La production totale du Spitfire V s'éleva à 6 479 appareils, en trois versions principales : le VA, avec huit mitrailleuses, le VB, avec deux canons et quatre mitrailleuses, le VC, avec l'aile dite "universelle" susceptible de recevoir l'une ou l'autre de ces combinaisons d'armement ou quatre canons .
La puissance aérienne de l'Axe déclinant, le Spitfire V fut de plus en plus employé pour des attaques à basse altitude. C'est pourquoi il fut équipé de moteurs Merlin 45M, 50M ou 55M et d'une voilure rognée de 9,90 m d'envergure.


Le Vickers Supermarine Spitfire, ici deux modèles Mk-5 à ailes tronquées, restera dans le souvenir de nombreux pilotes, et aussi d'historiens qui le considérèrent à juste titre, comme le meilleur chasseur des années 37 à 45.
Source: La revue Aviation Magazine International n°706 du 15 mai 1977.
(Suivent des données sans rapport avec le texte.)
PR #255, opened 2026-04-20
Feature/slideshow

capetillo:
## Feature: Slideshow

**Background:**
Rachel would like to see the movement of moons throughout a period of time. Though she would like in the future for this to be an operation where users select a number of images and the output is a video/gif/animation of them going one after the other. A happy medium in the meantime is to add previous and next buttons and sort images chronologically.

**Implementation:**
First, in Data Session View, images are now sorted chronologically. This makes the next and previous button work as intended.
There are two modes that users can view their images: Analysis mode and View mode. In analysis mode, things remain the same. The previous and next buttons are not available here because it takes a really long time to load. In view mode, the user can go back and forth and then switch back into Analysis mode to analyze the image they are currently viewing. 

### VISUALS
**Analysis mode**
image

**View mode**
image

**Screen recording**

https://github.com/user-attachments/assets/65557627-676c-404d-9205-dd896dd9ec99

UPDATED SCREEN RECORDING

https://github.com/user-attachments/assets/1ee538d8-7a56-46b0-b5ca-7981f1e0352b

### DIFF
--- a/src/components/Analysis/FitsHeaderTable.vue
+++ b/src/components/Analysis/FitsHeaderTable.vue
@@ -13,12 +13,20 @@ const tableHeaders = [
   { title: 'Value', sortable: false, key:'1' },
 ]
 
+const basenameSequence = computed(() => {
+  const basename = analysisStore.image?.basename || ''
+  const match = basename.match(/^[^-]+-[^-]+-[^-]+-([^-]+)-e91$/)
+
+  return match?.[1] || 'Unknown'
+})
+
 // Loopable chip dict for v-chips
 const headerChips = computed(() => [
   { icon: 'mdi-earth', text: siteIDToName(analysisStore.headerData.SITEID) },
   { icon: 'mdi-telescope', text: analysisStore.headerData.TELID },
   { icon: 'mdi-camera', text: analysisStore.headerData.INSTRUME },
-  { icon: 'mdi-clock', text: new Date(analysisStore.headerData.DATE).toLocaleString() }
+  { icon: 'mdi-clock', text: new Date(analysisStore.headerData.DATE).toLocaleString() },
+  { icon: 'mdi-numeric', text: basenameSequence.value }
 ])
 
 </script>
--- a/src/components/Analysis/FitsHeaderTable.vue
+++ b/src/components/Analysis/FitsHeaderTable.vue
@@ -1,6 +1,6 @@
 <script setup>
 import { ref, computed } from 'vue'
-import { siteIDToName } from '@/utils/common'
+import { basenameToSequence, siteIDToName } from '@/utils/common'
 import { useAnalysisStore } from '@/stores/analysis'
 
 const analysisStore = useAnalysisStore()
@@ -13,12 +13,7 @@ const tableHeaders = [
   { title: 'Value', sortable: false, key:'1' },
 ]
 
-const basenameSequence = computed(() => {
-  const basename = analysisStore.image?.basename || ''
-  const match = basename.match(/^[^-]+-[^-]+-[^-]+-([^-]+)-e91$/)
-
-  return match?.[1] || 'Unknown'
-})
+const basenameSequence = computed(() => basenameToSequence(analysisStore.image?.basename || ''))
 
 // Loopable chip dict for v-chips
 const headerChips = computed(() => [
--- a/src/components/Analysis/ViewMode.vue
+++ b/src/components/Analysis/ViewMode.vue
@@ -1,0 +1,113 @@
+<script setup>
+import { ref, watch } from 'vue'
+
+const emit = defineEmits(['updateCurrentIndex'])
+
+const props = defineProps({
+  currentIndex: {
+    type: Number,
+    required: true
+  },
+  images: {
+    type: Array,
+    required: true
+  }
+})
+
+const imageUrl = ref(null)
+const loading = ref(false)
+
+async function fetchThumbnail(basename) {
+  loading.value = true
+  try {
+    const response = await fetch(`https://archive-api.lco.global/thumbnails/?frame_basename=${basename}&size=large`)
+    const json = await response.json()
+    imageUrl.value = json.results?.[0]?.url || null
+  } catch (e) {
+    imageUrl.value = null
+  } finally {
+    loading.value = false
+  }
+}
+
+watch(() => props.currentIndex, (newIndex) => {
+  const basename = props.images[newIndex]?.basename
+  if (basename) fetchThumbnail(basename)
+  else imageUrl.value = null
+}, { immediate: true })
+
+function showPrev() {
+  if (props.currentIndex > 0) {
+    emit('updateCurrentIndex', props.currentIndex - 1)
+  }
+}
+function showNext() {
+  if (props.currentIndex < props.images.length - 1) {
+    emit('updateCurrentIndex', props.currentIndex + 1)
+  }
+}
+</script>
+
+<template>
+  <div class="viewmode-container">
+    <v-btn
+      icon="mdi-chevron-left"
+      :disabled="props.currentIndex === 0"
+      @click="showPrev"
+    />
+    <div class="image-wrapper">
+      <v-progress-circular
+        v-if="loading"
+        indeterminate
+        color="primary"
+      />
+      <img
+        v-else-if="imageUrl"
+        crossorigin="anonymous"
+        :src="imageUrl"
+        alt="Thumbnail"
+        class="thumbnail-img"
+      >
+      <div
+        v-else
+        class="no-image"
+      >
+        No image available
+      </div>
+    </div>
+    <v-btn
+      icon="mdi-chevron-right"
+      :disabled="props.currentIndex === props.images.length - 1"
+      @click="showNext"
+    />
+  </div>
+</template>
+
+<style scoped>
+.viewmode-container {
+  display: flex;
+  align-items: center;
+  justify-content: flex-start;
+  flex: 1;
+  width: 100%;
+  height: 100%;
+}
+.image-wrapper {
+  flex: 1;
+  display: flex;
+  align-items: center;
+  justify-content: center;
+  min-height: 400px;
+}
+.thumbnail-img {
+  max-width: 100%;
+  max-height: 80vh;
+  border-radius: 8px;
+  box-shadow: 0 2px 8px rgba(0,0,0,0.15);
+}
+.no-image {
+  color: var(--text);
+  font-size: 1.2rem;
+  text-align: center;
+}
+</style>
--- a/src/components/Analysis/ViewMode.vue
+++ b/src/components/Analysis/ViewMode.vue
@@ -9,14 +9,6 @@ const props = defineProps({
   image: {
     type: Object,
     required: true
-  },
-  hasPrevious: {
-    type: Boolean,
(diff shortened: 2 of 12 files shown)


src/components/Analysis/ViewMode.vue
```diff
@@ -0,0 +1,113 @@
...
+  images: {
+    type: Array,
+    required: true
+  }
+})
+
+const imageUrl = ref(null)
+const loading = ref(false)
+
+async function fetchThumbnail(basename) {
```
jnation3406: We want to use the image caching mechanisms here. Its possible we already have the large thumbnail cached... Check out the `stores/thumbnail.js` `cacheImage` which will either get/cache and return the image or simply return the cached image if its already in the cache.

src/components/Analysis/ViewMode.vue
```diff
@@ -0,0 +1,113 @@
...
+  else imageUrl.value = null
+}, { immediate: true })
+
+function showPrev() {
+  if (props.currentIndex > 0) {
+    emit('updateCurrentIndex', props.currentIndex - 1)
+  }
+}
+function showNext() {
+  if (props.currentIndex < props.images.length - 1) {
```
jnation3406: For toggling back and forth between a few images, you really don't want to click but just use the arrow keys. So I think adding a listener on this page for keyboard arrow left/right and triggering the show* function would be a big help.

src/components/Analysis/FitsHeaderTable.vue
```diff
@@ -13,12 +13,20 @@ const tableHeaders = [
   { title: 'Value', sortable: false, key:'1' },
 ]
 
+const basenameSequence = computed(() => {
```
jnation3406: You call this in multiple places so it should be refactored into a utils js

src/views/ImageAnalysisView.vue
```diff
@@ -145,39 +278,80 @@ async function instantiateScalerWorker(){
...
+  if (val === 'Analysis Mode') {
+    const image = resolveImageByBasename(selectedBasename.value) || props.image
+    await loadActiveImage(image)
   }
 }
 
 </script>
 <template>
+  <div class="mode-dropdown-center">
+    <select
```
jnation3406: Since there are 2 options, I think this should be a toggle button instead of a select menu

src/components/DataSession/DataSession.vue
```diff
@@ -281,6 +287,7 @@ watch(
         </v-col>
         <operation-output-grid
           :operation-outputs="filteredImages"
+          :images="sortByObservationDate(props.data.input_data)"
```
jnation3406: I hate this - we basically have two props for different filters on the same set of images!

jnation3406 (changes requested):
A few usability comments, but then more generally I don't like how we have to pass in the entire list of images to a chain of components that want to show you a single image. What do you think about instead having the ImageAnalysisView emit a next/previous event, which the parent (OperationOutputGrid or ImageGrid or ImageList) listen to to then update the `image` prop for their child ImageAnalysisView? I think that will be much less confusing and help us when debugging down the road, since the analysis view will still operate on one image at a time, and that image will be known and updated as you toggle.

src/views/ImageAnalysisView.vue
```diff
@@ -52,33 +70,144 @@ const filteredCatalog = computed(() => {
...
+  return image.largeCachedUrl
+}
+
+function resolveImageByBasename(basename) {
+  if (!basename) return null
+
+  return props.images.find((image) => image.basename === basename) || null
+}
+
+async function loadActiveImage(image) {
```
jnation3406, line 148: This function and the one above and all the "activeImage" stuff would go away if we have the parent of this handle changing the prop "image" on next/prev instead of doing it in the child.

src/components/Analysis/ViewMode.vue
capetillo: hmm i see, yeah i agree

src/views/ImageAnalysisView.vue
capetillo: yes!

src/components/Analysis/ViewMode.vue
capetillo: okay, I think we need both because the ipad won't necessarily have arrows. I will add the event listener for arrows as well as swiping but I think leaving the buttons is also necessary

jnation3406: Yeah I have no issues with the buttons, just wanted the keyboard controls in addition!

src/components/Analysis/ViewMode.vue
```diff
@@ -1,72 +1,150 @@
...
 }
 function showNext() {
-  if (props.currentIndex < props.images.length - 1) {
-    emit('updateCurrentIndex', props.currentIndex + 1)
+  if (props.hasNext) {
+    emit('next')
+  }
+}
+
+function handleTouchStart(event) {
```
jnation3406, line 66: What is this touch stuff? I though touching the arrow buttons already worked? Is this for keyboard arrow key controls?

src/components/Analysis/ViewMode.vue
```diff
@@ -1,72 +1,150 @@
...
       />
       <img
-        v-else-if="imageUrl"
+        v-if="imageUrl"
         crossorigin="anonymous"
         :src="imageUrl"
         alt="Thumbnail"
         class="thumbnail-img"
+        :class="{ 'thumbnail-img--loading': loading }"
+        @load="handleImageLoad"
```
jnation3406: these names might be a little more clear as like `doneLoadingImage` `errorLoadingImage` or something?

src/components/DataSession/DataSession.vue
```diff
@@ -24,8 +24,14 @@ const props = defineProps({
...
 
+function sortByObservationDate(items) {
+  return [...items].sort((a, b) => {
+    return new Date(a.observation_date) - new Date(b.observation_date)
+  })
+}
+
 const operations = ref([...props.data.operations])
-const items = ref([...props.data.input_data])
+const items = ref(sortByObservationDate(props.data.input_data))
```
jnation3406, line 34: The items wont be reactive to changes in the props... I think this is okay? But we should test by loading into your data session, than going to project view and adding more input files to your data session, then back to your datasession and make sure those new files show up.

src/components/Global/ImageGrid.vue
```diff
@@ -37,25 +37,56 @@ const showAnalysisDialog = ref(false)
 const imageDetails = ref({})
 const analysisImage = ref({})
 
-async function ensureLargeCachedUrl(image) {
-  if (!image.largeCachedUrl) {
-    const url = image.large_url || image.largeThumbUrl || ''
-    image.largeCachedUrl = await thumbnailsStore.cacheImage('large', configurationStore.archiveType, url, image.basename)
+function getAnalysisImage(image) {
```
jnation3406: This function exists to just add 2 properties to the image itself? But its only called on demand to load that image into the analysis view. I would prefer we just add these properties if you want them added.

Actually better yet, maybe we shouldn't care about bounds first/last and just let you scroll infinitely through the images?

src/components/Global/OperationOutputGrid.vue
```diff
@@ -37,19 +33,42 @@ const imageDetails = ref({})
...
 
-async function ensureLargeCachedUrl(image) {
-  if (!image.largeCachedUrl) {
-    const url = image.url || image.large_url || image.largeThumbUrl || ''
-    image.largeCachedUrl = await thumbnailsStore.cacheImage('large', configurationStore.archiveType, url, image.basename)
+const imageOperationOutputs = computed(() => {
+  return props.operationOutputs.filter((operationOutput) => isImage(operationOutput))
+})
+
+function getAnalysisImage(image) {
```
jnation3406: Same comment as above, I think this method would go away if we allow infinite scrolling through images

src/components/Global/OperationOutputGrid.vue
```diff
@@ -37,19 +33,42 @@ const imageDetails = ref({})
...
+}
+
+function imageArchiveSource(image) {
+  if (image?.source && image.source !== 'archive') {
+    return image.source
   }
+  return configurationStore.archiveType
+}
+
+async function ensureLargeCachedUrl(image) {
```
jnation3406: These methods are the same between ImageGrid and this so could be reused

src/components/Project/ImageList.vue
```diff
@@ -34,6 +34,22 @@ const alertsStore = useAlertsStore()
 const thumbnailsStore = useThumbnailsStore()
 const configurationStore = useConfigurationStore()
 
+function getAnalysisImage(image) {
+  const currentIndex = props.images.findIndex((candidate) => candidate.basename === image?.basename)
+  return {
+    ...image,
+    hasPrevious: currentIndex > 0,
+    hasNext: currentIndex > -1 && currentIndex < props.images.length - 1,
+  }
```
jnation3406: same comments as the ImageGrid and OperationOutputGrid

src/components/Analysis/ViewMode.vue
jnation3406: okay I see the keyboard stuff in the ImageAnalysisView

jnation3406 (changes requested):
I think this is almost there, just a comment on reusing some of the code between the ImageGrid/ImageList/OperationOutputGrid for view mode stuff, and I think we could simplify some more code if we just allow endless scrolling left or right looping through the images instead of bounding it and stopping you.

src/components/Analysis/ViewMode.vue
capetillo: it's swiping for tablet (codex recommended this)

src/components/Global/ImageGrid.vue
capetillo: oh okay!

src/components/DataSession/DataSession.vue
capetillo: https://github.com/user-attachments/assets/4b620439-d537-4ab1-b5e5-35307c9be013

src/components/Global/ImageGrid.vue
```diff
@@ -37,54 +38,28 @@ const showAnalysisDialog = ref(false)
...
 }
 
 async function showAdjacentImage(direction) {
+  if (!props.images.length) return
+
   const currentIndex = props.images.findIndex((image) => image.basename === analysisImage.value?.basename)
   if (currentIndex < 0) return
 
-  const nextIndex = currentIndex + direction
+  const nextIndex = (currentIndex + direction + props.images.length) % props.images.length
```
jnation3406, line 58: I think you don't need the ` + props.images.length` inside the first paranthesis

jnation3406 (approved):
Looks great, I love seeing code removed!! Just one comment that doesn't change functionality.

src/components/Global/ImageGrid.vue
capetillo: no, we do need it. If we have 5 images and we're on index `0` and were to move backwards `(0 - 1) % 5 = -1` and there's no -1 index

capetillo: with the `+ props.images.length` and with the same example as above we get `(0 - 1 + 5) % 5 = 4`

Un Spitfire VB (EP622) du Squadron 40 de la South African Air Force opérant depuis Tarente, en Italie, à la fin de l'année 1943. Grâce à ses extrémités d'aile tronquées, l'avion pouvait opérer à basse altitude.
Source: La revue l'Encyclopédie de l'Aviation n°4 aux éditions Atlas 1982.

Une équipe au sol de la RAF au travail sur trois chasseurs-bombardiers Spitfire VC du Squadron 253 au Moyen-Orient. Noter les détails du montage du moteur, rendus visibles par l'enlèvement du Merlin, et la bande d'obus de 20 mm prête à être chargée dans le magasin de l'aile droite. Visible sous le nez de l'avion du centre, on aperçoit le filtre à air Vokes, indispensable pour les opérations dans ces zones sablonneuses où les moteurs subissaient une usure trop rapide.
Source: Les avions de la Seconde Guerre mondiale aux éditions Atlas 1978.



Les autres versions du Spitfire de cette période étaient les versions de série des modèles de reconnaissance F et G désignées P.R. VI et P.R. VII. L'un des problèmes posés à la RAF à partir de 1941 fut l'interception des appareils allemands de reconnaissance ou de bombardement opérant à très haute altitude.
Le Spitfie VI fut mis au point pour faire face à cette menace avec un moteur Merlin 47 donnant 1 415 chevaux à 4 500 mètres et un cockpit pressurisé. La production du Spitfire VI, qui pouvait atteindre 14 000 mètres, s'éleva à 100 appareils. Les extrémités des ailes furent agrandies, donnant une envergure de 12,21 mètres.
Mais le Spitfire VI fut essentiellement un modèle transitoire, le chasseur d'interception à haute altitude définitif étant le Spitfire VII.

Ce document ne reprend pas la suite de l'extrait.